Groundwater in the Steenkoppies compartment is extensively used for agriculture practices that can potentially lead to groundwater storage depletion, which threatens groundwater sustainability. Groundwater models are needed to develop an understanding of the complex, interdependent relationships occurring in a groundwater system. Groundwater levels represent the response of an aquifer to changes in storage, recharge, discharge, and hydrological stresses. They are, therefore, useful to identify limits and unacceptable impacts on an aquifer to implement sustainable groundwater management decisions.
Conventionally, numerical techniques are used for groundwater modelling, and the use of machine learning techniques for groundwater modelling is relatively new in South Africa. Unlike numerical models, Artificial Neural Networks (ANNs) do not need extensive characterisation of physical properties and aquifer conditions. ANNs are data-driven and learn the behaviour of the aquifer system from measured values. The power of ANNs lies in their ability to model systems that are poorly defined or where observations may be difficult to achieve, and one does not recognise or fully understand all the existing relationships in the groundwater system.
Kirsty Gibson made use of the Neural Network Autoregression (NNAR), a sub-type of ANN in her Masters dissertation.
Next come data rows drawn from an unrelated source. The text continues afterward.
PR #579, opened 2015-08-24
Texrenamingiii

rpspringuel:
This renames the fonts, and thus should complete the texnaming process.


henryso:
I'm not sure I like "neumebase". There's more stuff in there than just neumes. Though in the end, it doesn't make much difference to the user, I'd be happier with "score" (i.e., `\gre@font@score`). What do you think?

rpspringuel:
I realize there's more than just the neumes, but I don't like "score" because that to me would include stuff like the lyrics, which most certainly aren't typeset with this font.  What about "music"?

henryso:
I would be happy with "music".

henryso:
Looks good.

PR #580, opened 2015-08-25
Changing which versions of LuaTeX the pretolerance fix applies to

rpspringuel:


henryso:
We've discussed this one enough.  Merging.

PR #581, opened 2015-08-25
Feature/illumination

rpspringuel:
This is a feature which has been playing around in my head for a couple of months, but which I kept putting off as I was busy working on the TeX renaming.  Since that is now essentially complete, I had the time to implement this and it turned out to be fairly simple.


henryso:
Neat feature.

PR #583, opened 2015-08-25
Distinguishing end of line shifts from beginning of line shifts

rpspringuel:
End of line shifts (`eolshift`) are for allowing the lyric text to stretch under the custos
Beginning of line shifts (`bolshift`) are to align the lines on the notes rather than the text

The basic concept to model a time series using ANNs is to predict the target variable, y, assuming it has a relationship with input variables, x. Kirsty predicted y, the groundwater levels, using the x variables rainfall, spring discharge from the Maloney’s Eye spring, air temperature, and groundwater usage in the Steenkoppies Aquifer (the mutual information index was used to quantify how informative each of these variables was in predicting groundwater levels in the Steenkoppies Aquifer).
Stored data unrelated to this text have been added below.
PR #586, opened 2015-08-31
Allowed the first word to be styled from TeX.

henryso:
Similar to the styling of first syllable and first syllable initial, this allows styling of the whole first word.

All of the gabc->gtex and gabc->dump tests fail because of the new code, but that is expected.  All PDF tests pass.

### DIFF
--- a/CHANGELOG.md
+++ b/CHANGELOG.md
@@ -3,6 +3,8 @@ All notable changes to this project will be documented in this file.
 As of v3.0.0 this project adheres to [Semantic Versioning](http://semver.org/). It follows [some conventions](http://keepachangelog.com/).
 
 ## [Unreleased][unreleased]
+### Added
+- The first word of the score is now passed to a macro that allow it to be styled from TeX.  The first word is passed to `\GreFirstWord#1` and is styled by changing the `firstword` style.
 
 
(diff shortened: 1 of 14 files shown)


jakubjelinek:
gregoriotex-syllble.tex is a typo?

henryso:
Yes.  Fixed.

eschwab:
If I try `\grechangestyle{firstword}{\color{red}}` the text changes accordingly but hyphens remain black. Should the hyphens change color or not? I'm not sure what would look best.

henryso:
Interesting. I think the best thing here would be to have another style for the first word hyphens.  That way the user can choose.  Now I just need to figure out how those work so I can make the style work there.

henryso:
On second thought, having a separate style would make things very confusing if you decide to force hyphens by typing them into the gabc.  I guess I'll just apply the same style to the hyphens, once I figure out where that is.

henryso:
3cfff63 applies the `firstword` style to the hyphens.  I had to rejig the `GreSyllable` macro in order to free up some arguments, but I think I've refactored everything as necessary.

eschwab:
...and that works perfectly. Thank you for this.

The results showed that the NNAR could be used to make groundwater level predictions with reasonable accuracy at a monthly temporal resolution for up to 30 months in the future for 18 boreholes across the Steenkoppies Aquifer (see graphs). The model could further make groundwater level predictions for scenarios of change such as dryer or wetter periods. Overall, the NNAR performed well in predicting groundwater levels in the Steenkoppies Aquifer. The transferability of the NNAR to model groundwater levels in different aquifer systems or groundwater levels at different temporal resolutions should be further explored to assess the robustness of the NNAR to predict groundwater levels. The applicability of Machine learning in the water sector is a fascinating and new topic in South Africa that Kirsty hopes to explore in more depth in the future.